JAMES CAMERON: Yeah.
GEORGE LUCAS: How they accommodate them.
JAMES CAMERON: Yeah.
GEORGE LUCAS: So that's the part that really fascinates me and I'm interested in.
JAMES CAMERON: You did something very interesting with Star Wars. If you think about it, the good guys are rebels, they're using asymmetric warfare against a highly organized empire. I think we call those guys terrorists today. We call them mujahideen. We call them al Qaeda.
GEORGE LUCAS: When I did it, they were Viet Cong.
JAMES CAMERON: Exactly. So, were you thinking of that at the time?
GEORGE LUCAS: Yep.
JAMES CAMERON: So it was a very anti-authoritarian, very kind of sixties, "against the man" kind of thing that's deep inside of fantasy...
GEORGE LUCAS: Or... or a colonial, you know, we're fighting the largest empire in the world.
JAMES CAMERON: Right.
GEORGE LUCAS: And we're just a bunch of hayseeds in coonskin hats who don't know nothing.
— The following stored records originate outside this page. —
PR #445, opened 2017-08-10
Reorganization of the narrative web report.

SNoiraud:
#010151 : split the narrativeweb in classes.
#007740 : Show main participants on narrative website

Resolves  #010151, #07740


Paul-Franklin:
I don't claim to know anything abut Travis but I observe that
GitHub is reporting that "The Travis CI build failed" (for this
p.r.), so I wonder if you can duplicate it locally with a "python3
setup.py test" ?

prculley:
That would work, but take a long time.  It would be faster to just run the
reports_test.py directly which is the subset that appears to be failing.

GRAMPS_RESOURCES=. python3 -m nose gramps\plugins\test\test_reports.py

Should do it assuming you have nose installed.

GRAMPS_RESOURCES=. python3 gramps\plugins\test\test_reports.py
might work as well.

Paul C.

Nick-Hall:
@SNoiraud Excellent work! This should make future maintenance much easier.  Merging this will not cause any problems, but I am tempted to make an exception and allow it into _gramps50_.  What do you think?

@prculley Unit tests should be capable of being run with `nose`.  See the [Running Unit Tests](https://gramps-project.org/wiki/index.php?title=Unit_Test_Quickstart#Running_Unit_Tests) section in the wiki.  So you should be able to use the following:

`GRAMPS_RESOURCES=. python -m unittest gramps.plugins.test.test_reports`

SNoiraud:
> @SNoiraud Excellent work! This should make future maintenance much easier. Merging this will not
> cause any problems, but I am tempted to make an exception and allow it into gramps50. What do you think?

This is not a problem for me to add this in 5.0. It will be easier for me if we have a bug in 5.0 : I should patch 5.0 and master if it's applied only in master.

SNoiraud:
I am not sure the branch base move was a good solution.
What is the best way to solves this ?
I get errors when trying to resolves conflicts from command line.

Nick-Hall:
Rebased.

JAMES CAMERON: Yes. That's right.
GEORGE LUCAS: And it was the same thing with the Vietnamese.
JAMES CAMERON: Yeah.
GEORGE LUCAS: The irony of that one is, in both of those, the little... the little guys won.
JAMES CAMERON: Right.
GEORGE LUCAS: And the big, highly technical empire...
JAMES CAMERON: English Empire.
GEORGE LUCAS: English Empire, the American Empire... lost!
JAMES CAMERON: Yeah.
GEORGE LUCAS: That was the whole point.
JAMES CAMERON: But that was a classic "us not profiting from the lesson of history" because if you look at the inception of this country, and its very... its a very noble fight of the underdog against the massive empire. You look at the situation now, where America's so proud of being the biggest economy and the most powerful military force on the planet. Its become the Empire. From the per... from the perspective of a lot of people around the world.
GEORGE LUCAS: Well, there was the Empire during the Vietnam War. And we never learned, you know, from England or Rome or, you know, a dozen other empires.
JAMES CAMERON: Yeah, empires.
GEORGE LUCAS: That went on for hundreds for years, or sometimes thousands of years. We never got it. We never said "woah, wait-wait-wait-wait! This isn't the right thing to do." And we're still struggling with it.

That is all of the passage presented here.